Searching some more online, I found someone mentioning that one has to request this entitlement from DTS. Is this true? I couldn't find any official documentation.

I actually want to make a snapshot of a user-selected directory so that my app can sync it to another volume while avoiding that the user makes changes during the sync process that would make the copy inconsistent. Would fs_snapshot_create be faster than traversing the chosen directory and creating clones of each nested file with filecopy and the flag COPYFILE_CLONE? Although I have the impression that only fs_snapshot_create could make a truly consistent snapshot.

Answered by DTS Engineer in 841909022

I’m gonna let Kevin answer your main question

I can never resist a good file system question.

Searching some more online, I found someone mentioning that one has to request this entitlement from DTS. Is this true?

Yes, that is correct. However, the criteria for granting this entitlement are very narrow, so it is only granted to "backup" applications. I'm not sure that this would qualify:

I actually want to make a snapshot of a user-selected directory so that my app can sync it to another volume while avoiding that the user makes changes during the sync process that would make the copy inconsistent.

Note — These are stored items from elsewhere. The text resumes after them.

PR #131, opened 2021-03-04
AB#31856: Added DisplayOnDirectory Flag To OntologyTerm

Flemingjp:
[AB#31856](https://dev.azure.com/UniversityOfNottingham/bd2de5ba-2a41-4bdc-a444-61e6b706132a/_workitems/edit/31856)

- Added DisplayOnDirectory flag To OntologyTerm
- Amended Directory service methods to filter via the DisplayOnDirectory flag


src/Directory/Biobanks.Web/Controllers/SearchController.cs
```diff
@@ -217,21 +218,32 @@ public async Task<JsonpResult> SearchOntologyTerms(string searchDocumentType, st
...
-                   MatchingOtherTerms = x.MatchingOtherTerms,
-                   NonMatchingOtherTerms = x.NonMatchingOtherTerms
-               }
-            )
-            .ToList();
+            var searchOntologyTerms = _searchProvider.ListOntologyTerms(type, wildcard);
+            var directoryOntologyTerms = await _biobankReadService.ListOntologyTermsAsync();
+
+            // Join Ontology Terms In Search and Directory Based On Ontology Term Value
+            var model = directoryOntologyTerms.Join(searchOntologyTerms,
```
Flemingjp, line 225: I moved this out from the BiobankReadService as it was more business logic that joined the results from two other services. The method was returning a DTO which didn't fit in with the BiobankReadService being a layer to access entities.

As a service method it was returning a temporary DTO model - moving into the controller dropped the need for the DTO as the result could be mapped directly to the controllers model.

blargly (approved):

beforan (approved):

Having said that, I'm also not sure you need volume snapshotting for that. Breaking down your options:

Would fs_snapshot_create be faster than traversing the chosen directory and creating clones of each nested file with filecopy and the flag COPYFILE_CLONE?

So, there are three options here, loosely ordered by performance:

  1. Create a snapshot with fs_snapshot_create.

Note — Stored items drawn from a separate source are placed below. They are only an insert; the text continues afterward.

PR #132, opened 2021-03-04
Added migration for PublicationAnnotations join table

JosephLavagna:
- Added migration to create PublicationAnnotations Join table after it was deleted when src/Data proj was moved to EF Core 5.
- PublicationAnnotations table will need to be deleted on Test and Prod before merge or may cause migration issues.
- PublicationAnnotation entity in Publications solution has been changed to match newly created join table.


Flemingjp (approved):

beforan (changes requested):
just blocking the merge while I check some stuff out. will review with comments after my investigations ;)

src/Data/BiobanksDbContext.cs
```diff
@@ -106,6 +106,10 @@ protected override void OnModelCreating(ModelBuilder model)
                 .HasMany(x => x.MaterialTypes)
                 .WithMany(y => y.MaterialTypeGroups);
 
+            model.Entity<Publication>()
```
beforan, line 109: I don't think this fluent config is necessary, but please confirm.

src/Data/Migrations/20210304151621_PublicationAnnotationsJoinTbl.cs
```diff
@@ -0,0 +1,47 @@
+﻿using Microsoft.EntityFrameworkCore.Migrations;
+
+namespace Biobanks.Data.Migrations
+{
+    public partial class PublicationAnnotationsJoinTbl : Migration
```
beforan, line 5: Remove this migration. A Join table already exists for `Publications` and `Annotations` in the `Initial` migration.

Test to confirm it works as needed - any configuration changes for the join entity should be done in fluent config as per these docs:

https://docs.microsoft.com/en-us/ef/core/modeling/relationships?tabs=fluent-api%2Cfluent-api-simple-key%2Csimple-key#join-entity-type-configuration

src/Directory/Data/BiobanksDbContext.cs
```diff
@@ -138,6 +138,16 @@ protected override void OnModelCreating(DbModelBuilder modelBuilder)
                     gt.ToTable("MaterialTypeMaterialTypeGroup");
                 });
 
+            modelBuilder.Entity<Publication>()
```
beforan, line 141: This config will need amending to match whatever the .NET5 context ends up doing with the join table ;)

src/Publications/Publications/PublicationDbContext.cs
```diff
@@ -25,15 +25,15 @@ public class PublicationDbContext : DbContext
         protected override void OnModelCreating(ModelBuilder modelBuilder)
         {
             modelBuilder.Entity<PublicationAnnotation>()
-                .HasKey(bc => new { bc.Publication_Id, bc.Annotation_Id });
+                .HasKey(bc => new { bc.PublicationsId, bc.AnnotationsId });
```
beforan, line 28: I notice that this PR doesn't update the Core 3.1 `LegacyData` context?

Is this a good time to move this function off of its own separate context and instead onto the `LegacyData` one. That way, we have fewer contexts and we move towards all .NET Core 3.1 code using a single context (like they will use a single .NET5/6/whatever context one day)

beforan (changes requested):

src/Publications/Publications/PublicationDbContext.cs
beforan: `LegacyData` is no more. Carry on.

PR #138, opened 2021-03-09
OntologyTerm Flagged As Visible When Written By Directory

Flemingjp:
## Overview
The OntologyTerm DisplayOnDirectory flag is defaulted as `false` by EF Core. Therefore OntologyTerms written by the Directory should be flagged as visible.

## Azure Boards
- `TODO`


src/Directory/Services/BiobankWriteService.cs
```diff
@@ -707,6 +709,8 @@ public async Task<OntologyTerm> UpdateOntologyTermAsync(OntologyTerm ontologyTer
 
         public async Task<OntologyTerm> AddOntologyTermAsync(OntologyTerm ontologyTerm)
         {
+            ontologyTerm.DisplayOnDirectory = true;
```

  2. Clone the entire directory using clonefile() (see "man clonefile")

  3. Iteratively clone the files and recreate the directory (which is what copyfile would do).

Moving into the comparison side of things:

Although I have the impression that only fs_snapshot_create could make a truly consistent snapshot.

Semantically, #1 & #2 above are identical. Both of them create an atomic clone of a given hierarchy and, in fact, you can basically think of "fs_snapshot_create" as a special case of directory cloning that just happens to target the entire volume. You're correct that #3 does not create a TRULY consistent "snapshot", however, how important that actually is depends a lot on the overall context.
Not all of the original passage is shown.